Now using above two equations of summation S, we have

\begin{aligned} \frac{1}{2} \sum_{x=1}^{n} {(x^2 + x)} =& n \sum_{x=1}^{n}{x} - \sum_{x=1}^{n}{x(x - 1)} \\ \frac{3}{2} \sum_{x=1}^{n} {x^2} =& \frac{2n + 1}{2} \sum_{x=1}^{n} {x} \\ =& (2n + 1)\frac{n(n + 1)}{4} \\ \sum_{x=1}^{n} {x^2} =& \frac{n(n + 1)(2n + 1)}{6} \end{aligned}

By using this we can now solve sum of series like $\sum_{x=1}^{n} (4 + x + 2x^2)$ mentioned in the above example.

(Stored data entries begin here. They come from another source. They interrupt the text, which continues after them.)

PR #7974, opened 2022-03-03
Kernel Memory Updates (Part 5): Revamp MapCodeMemory and UnmapCodeMemory.

bunnei:
This is a continuation of my work to bring our kernel memory management up to speed with recent system updates and the latest known updates (see previous PRs #7956, https://github.com/yuzu-emu/yuzu/pull/7701, https://github.com/yuzu-emu/yuzu/pull/7698, and https://github.com/yuzu-emu/yuzu/pull/7684 for a history of this effort).

- This makes these functions more accurate to the real HOS implementations.
- Fixes memory access issues in Super Smash Bros. Ultimate that occur when un/mapping NROs.

PR #7956, opened 2022-02-26
Kernel Memory Updates (Part 4): Revamp KMemoryManager & other fixes

bunnei:
This is a continuation of my work to bring our kernel memory management up to speed with recent system updates and the latest known updates (see previous PRs #7701, #7698, and #7684 for a history of this effort).

The primary focus of this round of changes is to fully revamp the KMemoryManager implementation. Beyond making this more accurate, this fixes a major issue where we were misreporting memory pool sizes by not taking into consideration the two memory managers used for the application pool. Furthermore, we move the memory layout to the kernel state, allowing this to be accessed elsewhere without deriving it again. Lastly, there are several other misc. fixes in support of and/or related to these changes.

PR #8005, opened 2022-03-12
Kernel Memory Updates (Part 6): Use guest memory for slab heaps & update TLS.

bunnei:
This is a continuation of my work to bring our kernel memory management up to speed with recent system updates and the latest known information (see previous PRs #7974, https://github.com/yuzu-emu/yuzu/pull/7956, https://github.com/yuzu-emu/yuzu/pull/7701, https://github.com/yuzu-emu/yuzu/pull/7698, and https://github.com/yuzu-emu/yuzu/pull/7684 for a history of this effort).

With this change, we:
* Migrate slab heaps for guest kernel objects from host heap memory to emulated guest memory. We now accurately track overall system limits for these. Because they are now allocated in guest memory, it is impossible for these to cause host leaks; we would simply run out of space and abort.
* With the above, we've fixed several more kernel object leaks that affected a few games, but were largely unnoticed due to the previous implementation allowing unlimited allocations.
* Rewrite thread local storage (TLS) to be accurate based on latest known HOS behavior, which was a dependency on the above.
* Refresh our implementations of BSD tree, intrusive red/black tree, etc.
* Remove various heap allocation tracking hacks, as we can know guest memory is always freed on shutdown, which kernel objects now use. 

In addition to simply being more accurate to HOS behavior, the goal of these changes is to improve memory usage and overall emulation stability.

### DIFF
--- a/src/core/hle/kernel/k_thread_local_page.h
+++ b/src/core/hle/kernel/k_thread_local_page.h
@@ -1,0 +1,121 @@
+// Copyright 2022 yuzu Emulator Project
+// Licensed under GPLv2 or any later version
+// Refer to the license.txt file included.
+
+#pragma once
+
+#include <array>
+
+#include "common/alignment.h"
+#include "common/assert.h"
+#include "common/common_types.h"
+#include "common/intrusive_red_black_tree.h"
+#include "core/hle/kernel/k_page_buffer.h"
+#include "core/hle/kernel/memory_types.h"
+#include "core/hle/kernel/slab_helpers.h"
+#include "core/hle/result.h"
+
+namespace Kernel {
+
+class KernelCore;
+class KProcess;
+
+class KThreadLocalPage final : public Common::IntrusiveRedBlackTreeBaseNode<KThreadLocalPage>,
+                               public KSlabAllocated<KThreadLocalPage> {
+public:
+    static constexpr size_t RegionsPerPage = PageSize / Svc::ThreadLocalRegionSize;
+    static_assert(RegionsPerPage > 0);
+
+public:
+    explicit KThreadLocalPage(VAddr addr = {}) : m_virt_addr(addr) {
+        for (size_t i = 0; i < m_is_region_free.size(); i++) {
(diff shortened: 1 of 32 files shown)


src/core/hle/kernel/k_thread_local_page.h
```diff
@@ -0,0 +1,121 @@
...
+    }
+
+    ResultCode Initialize(KernelCore& kernel, KProcess* process);
+    ResultCode Finalize();
+
+    VAddr Reserve();
+    void Release(VAddr addr);
+
+    bool IsAllUsed() const {
+        for (size_t i = 0; i < RegionsPerPage; i++) {
```
lioncash, line 47: This seems like it can be compressed into a `std::ranges::all_of`

src/core/hle/kernel/k_thread_local_page.h
```diff
@@ -0,0 +1,121 @@
...
+            if (m_is_region_free[i]) {
+                return false;
+            }
+        }
+        return true;
+    }
+
+    bool IsAllFree() const {
+        for (size_t i = 0; i < RegionsPerPage; i++) {
```
lioncash, line 56: Ditto

src/core/hle/kernel/k_thread_local_page.h
```diff
@@ -0,0 +1,121 @@
...
+
+class KThreadLocalPage final : public Common::IntrusiveRedBlackTreeBaseNode<KThreadLocalPage>,
+                               public KSlabAllocated<KThreadLocalPage> {
+public:
+    static constexpr size_t RegionsPerPage = PageSize / Svc::ThreadLocalRegionSize;
+    static_assert(RegionsPerPage > 0);
+
+public:
+    explicit KThreadLocalPage(VAddr addr = {}) : m_virt_addr(addr) {
+        for (size_t i = 0; i < m_is_region_free.size(); i++) {
```
lioncash, line 31:
```cpp
m_is_region_free.fill(true);
```

PR #8010, opened 2022-03-12
vs2022

vricosti:
I have removed my VS2017/VS2019 from my pc to install VS2022 and I was curious to compile yuzu with it.

I made a pull request but it's more to show where the problems are than to be integrated inside master because my fixes might not be the right ones.
The first issue is inside externals/libressl (not in my pull request because I didin't want to fork externals/libressl just for that) and especially with the following define inside externals/libresslCMakeLists.txt:

```
if(WIN32)
	add_definitions(-Drestrict) 
```
because Windows headers files now seems to include the macro _CRTRESTRICT:

```
_Check_return_ _Ret_maybenull_ _Post_writable_byte_size_(_Count * _Size)
_ACRTIMP _CRTALLOCATOR _CRTRESTRICT
void* __cdecl _calloc_base(
    _In_ size_t _Count,
    _In_ size_t _Size
    );
```

The macro is defined like that:

```
#if defined _CRT_SUPPRESS_RESTRICT || defined _CORECRT_BUILD
    #define _CRTRESTRICT
#else
    #define _CRTRESTRICT __declspec(restrict)
#endif
```

So you caneither define _CRT_SUPPRESS_RESTRICT  or remove the add_definitions(-Drestrict).
Personally I did this:

```
if(WIN32)
	add_definitions(-D_CRT_SUPPRESS_RESTRICT)
	add_definitions(-Drestrict)
```

[src/input_common/CMakeLists.txt]
Inside boost 1.78 there is a warning inside include\boost\crc.hpp about potentially uninitialized local variable 'result' used so I have added /wd4701

### DIFF
--- a/src/input_common/CMakeLists.txt
+++ b/src/input_common/CMakeLists.txt
@@ -38,6 +38,7 @@ if (MSVC)
         /we4244 # 'conversion': conversion from 'type1' to 'type2', possible loss of data
         /we4245 # 'conversion': conversion from 'type1' to 'type2', signed/unsigned mismatch
         /we4254 # 'operator': conversion from 'type1:field_bits' to 'type2:field_bits', possible loss of data
+        /wd4701 # potentially uninitialized local variable 'result' used
     )
 else()
     target_compile_options(input_common PRIVATE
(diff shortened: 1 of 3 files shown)


merryhime:
>  Inside boost 1.78 there is a warning inside include\boost\crc.hpp about potentially uninitialized local variable 'result' used so I have added /wd4701 

Preferred correction would be to update boost.
(Locally I've just been wrapping the `#include`s with the relevant `#pragma warning`s)

lioncash:
Yeah, I don't think we should disable uninitialized variable warnings for the entire input_common library, just disabling it around the relevant includes is preferable.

Further we can continue with the same technique to get sum of cubic numbers,

\begin{aligned} S =& 1^2 + (1^2 + 2^2) + (1^2 + 2^2 + 3^2) + ... + (1^2 + 2^2 + 3^2 + ... + 4^2) \\ S =& 1^2.n + 2^2(n-1) + 3^2(n-2) + ... + p^2(n - p + 1) + (p + 1)^2(n - p) + ... + (n - 1)^2(n - n + 2) + n^2(n - n + 1) \\ S =& n + 2^2n + 3^2n + ... + p^2n + (p + 1)^2n + ... + (n - 1)^2n + n^2.n \\ &- [1^2.0 + 2^2.1 + 3^2.2 + ... + p^2(p - 1) + (p + 1)^2p + ... + (n - 1)^2(n - 2) + n^2(n - 1)] \\ S =& n \sum_{x=1}^{n}{x^2} - \sum_{x=1}^{n}{x^2(x - 1)} \\ S =& n \sum_{x=1}^{n}{x^2} - \sum_{x=1}^{n}{(x^3 - x^2)} \\ S =& (n + 1) \sum_{x=1}^{n}{x^2} - \sum_{x=1}^{n}{x^3} \end{aligned}

Also the series S expands as follows,

\begin{aligned} S &= \sum_{x=1}^{n} {\Big (\sum_{y=1}^{x} {y^2} \Big)} \\ &= \frac{1}{6} \sum_{x=1}^{n} {x(x + 1)(2x + 1)} \\ &= \frac{1}{6} \sum_{x=1}^{n} {(2x^3 + 3x^2 + x)} \end{aligned}

Now using above two equations of summation S, we have

\begin{aligned} (n + 1) \sum_{x=1}^{n}{x^2} - \sum_{x=1}^{n}{x^3} &= \frac{1}{6} \sum_{x=1}^{n} {(2x^3 + 3x^2 + x)} \\ \sum_{x=1}^{n} {(2x^3 + 3x^2 + x)} &= 6(n + 1) \sum_{x=1}^{n}{x^2} - 6\sum_{x=1}^{n}{x^3} \\ \sum_{x=1}^{n} {(2x^3 + 6x^3)} &= \sum_{x=1}^{n}{(6(n + 1)x^2 - 3x^2)} - \sum_{x=1}^{n}{x} \\ \sum_{x=1}^{n} {8x^3} &= (6n + 3)\sum_{x=1}^{n}{x^2} - \sum_{x=1}^{n}{x} \\ \sum_{x=1}^{n} {8x^3} &= 3(2n + 1)\frac{n(n + 1)(2n + 1)}{6} - \frac{n(n + 1)}{2} \\ \sum_{x=1}^{n} {x^3} &= \frac{n(n + 1)(2n + 1)^2}{2.8} - \frac{n(n + 1)}{2.8} \\ \sum_{x=1}^{n} {x^3} &= \frac{n(n + 1)(2n + 1)^2 - n(n + 1)}{16} \\ \sum_{x=1}^{n} {x^3} &= \frac{n(n + 1)((2n + 1)^2 - 1)}{16} \\ \sum_{x=1}^{n} {x^3} &= \frac{n(n + 1)(4n^2 + 4n)}{16} \\ \sum_{x=1}^{n} {x^3} &= \frac{n(n + 1)(4n)(n + 1)}{16} \\ \sum_{x=1}^{n} {x^3} &= \frac{n^2(n + 1)^2}{4} \end{aligned}

Hope you will go further to derive higher order formula and who knows a general solution!